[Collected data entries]
╔══

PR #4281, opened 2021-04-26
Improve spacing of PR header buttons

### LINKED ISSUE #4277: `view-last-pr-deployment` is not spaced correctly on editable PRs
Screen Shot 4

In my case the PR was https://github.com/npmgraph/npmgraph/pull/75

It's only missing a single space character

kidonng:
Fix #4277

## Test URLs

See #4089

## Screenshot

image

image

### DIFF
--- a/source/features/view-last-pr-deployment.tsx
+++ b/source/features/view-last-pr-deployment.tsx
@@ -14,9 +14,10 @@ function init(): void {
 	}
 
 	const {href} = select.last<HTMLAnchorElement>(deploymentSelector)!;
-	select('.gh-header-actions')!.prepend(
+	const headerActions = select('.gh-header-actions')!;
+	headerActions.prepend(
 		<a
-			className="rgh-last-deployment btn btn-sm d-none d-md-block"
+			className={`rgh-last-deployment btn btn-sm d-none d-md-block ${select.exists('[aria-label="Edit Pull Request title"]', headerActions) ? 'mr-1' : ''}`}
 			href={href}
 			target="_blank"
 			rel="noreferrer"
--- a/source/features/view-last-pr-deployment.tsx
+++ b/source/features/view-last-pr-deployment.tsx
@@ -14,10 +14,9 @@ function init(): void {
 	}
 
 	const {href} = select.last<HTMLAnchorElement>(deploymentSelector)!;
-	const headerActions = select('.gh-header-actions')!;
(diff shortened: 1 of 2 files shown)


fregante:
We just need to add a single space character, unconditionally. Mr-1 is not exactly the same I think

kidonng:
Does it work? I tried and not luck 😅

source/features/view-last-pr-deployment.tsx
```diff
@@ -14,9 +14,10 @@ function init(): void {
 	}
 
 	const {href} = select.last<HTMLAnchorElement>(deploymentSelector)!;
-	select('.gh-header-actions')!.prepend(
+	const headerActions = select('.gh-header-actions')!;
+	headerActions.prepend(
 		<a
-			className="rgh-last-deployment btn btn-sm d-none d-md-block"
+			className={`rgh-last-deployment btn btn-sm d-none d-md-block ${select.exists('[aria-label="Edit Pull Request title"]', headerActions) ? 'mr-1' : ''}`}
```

╚══
╔══

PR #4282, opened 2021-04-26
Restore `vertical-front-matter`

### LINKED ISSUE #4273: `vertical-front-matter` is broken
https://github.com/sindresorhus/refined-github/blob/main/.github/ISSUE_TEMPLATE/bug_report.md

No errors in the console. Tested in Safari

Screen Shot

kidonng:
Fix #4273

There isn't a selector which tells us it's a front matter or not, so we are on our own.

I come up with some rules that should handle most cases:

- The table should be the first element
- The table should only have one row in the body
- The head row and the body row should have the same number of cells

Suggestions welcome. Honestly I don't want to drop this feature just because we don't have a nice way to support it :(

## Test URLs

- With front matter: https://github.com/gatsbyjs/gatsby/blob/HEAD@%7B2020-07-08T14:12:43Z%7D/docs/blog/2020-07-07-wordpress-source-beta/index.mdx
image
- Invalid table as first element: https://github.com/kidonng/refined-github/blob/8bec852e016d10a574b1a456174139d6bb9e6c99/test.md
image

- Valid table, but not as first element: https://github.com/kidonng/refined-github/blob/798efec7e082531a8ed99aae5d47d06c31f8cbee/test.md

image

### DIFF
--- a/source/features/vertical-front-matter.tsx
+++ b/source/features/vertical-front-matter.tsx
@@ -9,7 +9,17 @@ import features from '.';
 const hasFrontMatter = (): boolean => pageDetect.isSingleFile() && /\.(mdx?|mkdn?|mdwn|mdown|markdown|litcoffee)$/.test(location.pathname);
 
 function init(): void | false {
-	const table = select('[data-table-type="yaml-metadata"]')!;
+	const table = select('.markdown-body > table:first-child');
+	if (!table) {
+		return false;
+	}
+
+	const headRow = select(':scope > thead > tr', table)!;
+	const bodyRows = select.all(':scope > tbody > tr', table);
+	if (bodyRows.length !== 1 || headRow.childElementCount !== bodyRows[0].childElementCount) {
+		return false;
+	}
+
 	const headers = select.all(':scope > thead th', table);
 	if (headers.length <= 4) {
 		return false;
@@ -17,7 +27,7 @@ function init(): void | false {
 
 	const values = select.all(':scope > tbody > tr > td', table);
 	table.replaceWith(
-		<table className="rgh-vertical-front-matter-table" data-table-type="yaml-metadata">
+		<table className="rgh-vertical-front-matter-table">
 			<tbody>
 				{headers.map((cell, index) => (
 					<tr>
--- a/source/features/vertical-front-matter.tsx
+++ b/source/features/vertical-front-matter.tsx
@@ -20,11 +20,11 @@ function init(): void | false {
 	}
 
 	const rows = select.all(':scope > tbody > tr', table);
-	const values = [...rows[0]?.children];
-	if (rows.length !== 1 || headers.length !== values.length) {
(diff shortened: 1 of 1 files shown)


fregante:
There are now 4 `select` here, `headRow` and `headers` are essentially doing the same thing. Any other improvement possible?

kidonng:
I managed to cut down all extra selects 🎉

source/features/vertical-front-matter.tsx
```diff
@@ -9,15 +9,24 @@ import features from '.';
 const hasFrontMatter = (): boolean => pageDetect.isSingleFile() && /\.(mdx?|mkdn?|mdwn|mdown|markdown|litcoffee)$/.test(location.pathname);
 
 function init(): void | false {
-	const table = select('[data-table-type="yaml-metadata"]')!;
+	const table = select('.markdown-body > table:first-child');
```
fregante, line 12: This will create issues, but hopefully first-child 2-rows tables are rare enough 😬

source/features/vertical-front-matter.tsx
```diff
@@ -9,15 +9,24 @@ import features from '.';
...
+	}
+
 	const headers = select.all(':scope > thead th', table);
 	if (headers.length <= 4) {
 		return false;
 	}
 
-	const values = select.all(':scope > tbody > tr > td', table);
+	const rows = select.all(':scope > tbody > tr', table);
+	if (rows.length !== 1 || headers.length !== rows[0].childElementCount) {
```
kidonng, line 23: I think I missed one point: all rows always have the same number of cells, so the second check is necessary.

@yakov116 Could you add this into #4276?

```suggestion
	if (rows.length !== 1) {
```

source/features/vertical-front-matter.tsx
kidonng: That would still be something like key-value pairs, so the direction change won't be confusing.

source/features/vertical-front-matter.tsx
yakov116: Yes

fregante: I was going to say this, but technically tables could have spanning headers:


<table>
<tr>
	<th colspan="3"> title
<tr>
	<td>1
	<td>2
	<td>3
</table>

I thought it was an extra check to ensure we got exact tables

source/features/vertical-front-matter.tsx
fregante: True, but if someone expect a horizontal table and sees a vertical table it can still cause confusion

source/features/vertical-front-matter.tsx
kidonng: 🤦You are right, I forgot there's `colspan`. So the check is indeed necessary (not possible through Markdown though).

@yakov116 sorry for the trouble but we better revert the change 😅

╚══
╔══

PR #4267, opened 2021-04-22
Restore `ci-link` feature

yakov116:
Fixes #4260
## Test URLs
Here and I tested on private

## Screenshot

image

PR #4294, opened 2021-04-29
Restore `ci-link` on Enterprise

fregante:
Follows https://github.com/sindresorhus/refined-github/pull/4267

╚══

-- YOUR OBJECTIVE --
Copy out the lines of the data where the word "bodyRows" can be found.

-- SOLUTION TO THIS TASK --
+	const bodyRows = select.all(':scope > tbody > tr', table);
+	if (bodyRows.length !== 1 || headRow.childElementCount !== bodyRows[0].childElementCount) {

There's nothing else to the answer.